- _WHAT YOU WILL DO_: Only lines holding "which" are wanted; copy each of them from the records below.

- _DATA FOR THIS EXERCISE_:
PR #12065, opened 2026-08-22
fix(backend): usage counters written with set(merge=True) never nest,…

abunet:
… so every summary reads empty

`record_llm_usage` and its siblings build keys like `chat.gpt-4o.input_tokens` — the module's own comment says "Use nested field paths" and it sanitises `.` out of the model name precisely so the remaining dots are separators. But those dicts are written with `set(..., merge=True)`, and Firestore treats a dot as a field PATH only in `update()`; in `set()` it is a literal character in the field NAME.

Measured against the Firestore emulator, after two calls of 5 and 7 input tokens:

    {'date': '2026-01-01', 'chat.model-x.input_tokens': 12, ...}

The counter is correct. The shape is not: nothing is nested under `chat`. Every reader walks feature -> model -> counter and skips a value that is not a dict — `_aggregate_summary`, `get_usage_summary`, `get_plan_usage_report` — so usage summaries come back EMPTY while the data is sitting in the document.

All four `set(..., merge=True)` writes in the module are affected, including the keys added by `_record_plan_bucket` and `_record_plan_metadata`, so plan attribution reads empty the same way.

The fix expands dotted paths into nested maps at the write. Every dot in these keys is a separator by construction: the model name, the cost-exclusion label and the plan id are each sanitised of '.' before interpolation, and the remaining segments are literals in this module.

Why it was invisible: the existing tests assert the PAYLOAD, e.g. `"chat.gpt-4_1-mini.input_tokens" in call["data"]` — which was exactly right, and says nothing about what Firestore then stores. Those five assertions are re-expressed on the stored shape rather than deleted; they still hold the property they were written for (a model name's dots are sanitised so they cannot be mistaken for separators).

Verification
  emulator, before: `keys with a literal dot: ['chat.model-x.call_count', 'plan_usage._unattributed...']`
                    and `nested under 'chat'? False`
  emulator, after:  `keys with a literal dot: []`, `chat -> {'model-x': {'input_tokens': 12, ...}}`
  tests/unit/test_llm_usage_db.py 19 passed, test_llm_usage_tracker.py 18, test_llm_usage_endpoints.py 2
  new tests/unit/test_llm_usage_nested_field_paths.py 6 passed
  tests/unit/test_desktop_migration.py 114 passed after the second commit updates four assertions that
    pinned the pre-fix shape (they looked for a top-level key literally named `desktop_chat.input_tokens`)
  reverting database/llm_usage.py to upstream turns 9 tests red across test_desktop_migration.py and
    test_llm_usage_db.py, the four rewritten ones among them — they exercise the writer, not themselves

## Failure class (fixes)

Failure-Class: none

## Scoped cleanups (optional)

<a href="https://cubic.dev/pr/BasedHardware/omi/pull/12065?utm_source=github" target="_blank" rel="noopener noreferrer" data-no-image-dialog="true"><picture><source media="(prefers-color-scheme: dark)" srcset="https://www.cubic.dev/buttons/review-in-cubic-dark.svg"><source media="(prefers-color-scheme: light)" srcset="https://www.cubic.dev/buttons/review-in-cubic-light.svg">Review in cubic</picture></a>

### DIFF
--- a/backend/database/llm_usage.py
+++ b/backend/database/llm_usage.py
@@ -82,6 +82,37 @@ def _plan_key(uid: str, firestore_client: Any | None) -> str:
     return resolve_usage_plan_id(uid, firestore_client=firestore_client) or _UNATTRIBUTED_PLAN
 
 
+def _nested(update: Dict[str, Any]) -> Dict[str, Any]:
+    """Expand dotted field paths into nested maps, for writes that use ``set(..., merge=True)``.
+
+    Firestore treats a dot as a field PATH in ``update()`` but as a literal character in ``set()``. These
+    usage documents are written with ``set(merge=True)`` because they must be created on first use, so a
+    key like ``chat.gpt-4o.input_tokens`` lands as ONE top-level field whose name contains dots — the
+    counter still increments correctly, but nothing is nested, and every reader that walks
+    ``feature -> model -> counter`` (``get_usage_summary``, ``_aggregate_summary``,
+    ``get_plan_usage_report``) skips it and reports empty usage.
+
+    Every dot in these keys is a separator by construction: the model name, the cost-exclusion label and
+    the plan id are each sanitised of ``.`` before being interpolated, and the remaining segments are
+    literals in this module.
+    """
+    nested: Dict[str, Any] = {}
+    for path, value in update.items():
+        if '.' not in path:
+            nested[path] = value
+            continue
+        cursor = nested
+        *parents, leaf = path.split('.')
+        for segment in parents:
+            branch = cursor.get(segment)
+            if not isinstance(branch, dict):
+                branch = {}
+                cursor[segment] = branch
+            cursor = branch
+        cursor[leaf] = value
+    return nested
+
+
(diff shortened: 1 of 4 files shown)


kodjima33 (approved):
Confidence 4/5 (clear root cause, scoped diff ~192 lines/3 files, new dedicated regression test file proving the bug via emulator + guard-removal check) — but the required 'PR Metadata Preflight'/'Hygiene' check (failure-class-protocol) fails: the PR body declares both 'Failure-Class: new' and the unfilled template's 'Failure-Class: none', which the repo's own contract rejects as multiple declarations. Approving but NOT merging per the CI hard floor; author needs to clean up the PR body (single Failure-Class line) before this can land.

kodjima33 (approved):
fix(backend): set(merge=True) writes with dotted keys never nest in Firestore, so every usage-summary reader returns empty — confirmed still broken on main. Root cause proven against the emulator, scoped diff (224 lines), 4/4 existing test files updated + new regression suite, no failing required CI checks. Confidence 5/5. Merging.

- _SOLUTION FOR THIS PROBLEM_:
Why it was invisible: the existing tests assert the PAYLOAD, e.g. `"chat.gpt-4_1-mini.input_tokens" in call["data"]` — which was exactly right, and says nothing about what Firestore then stores. Those five assertions are re-expressed on the stored shape rather than deleted; they still hold the property they were written for (a model name's dots are sanitised so they cannot be mistaken for separators).
Confidence 4/5 (clear root cause, scoped diff ~192 lines/3 files, new dedicated regression test file proving the bug via emulator + guard-removal check) — but the required 'PR Metadata Preflight'/'Hygiene' check (failure-class-protocol) fails: the PR body declares both 'Failure-Class: new' and the unfilled template's 'Failure-Class: none', which the repo's own contract rejects as multiple declarations. Approving but NOT merging per the CI hard floor; author needs to clean up the PR body (single Failure-Class line) before this can land.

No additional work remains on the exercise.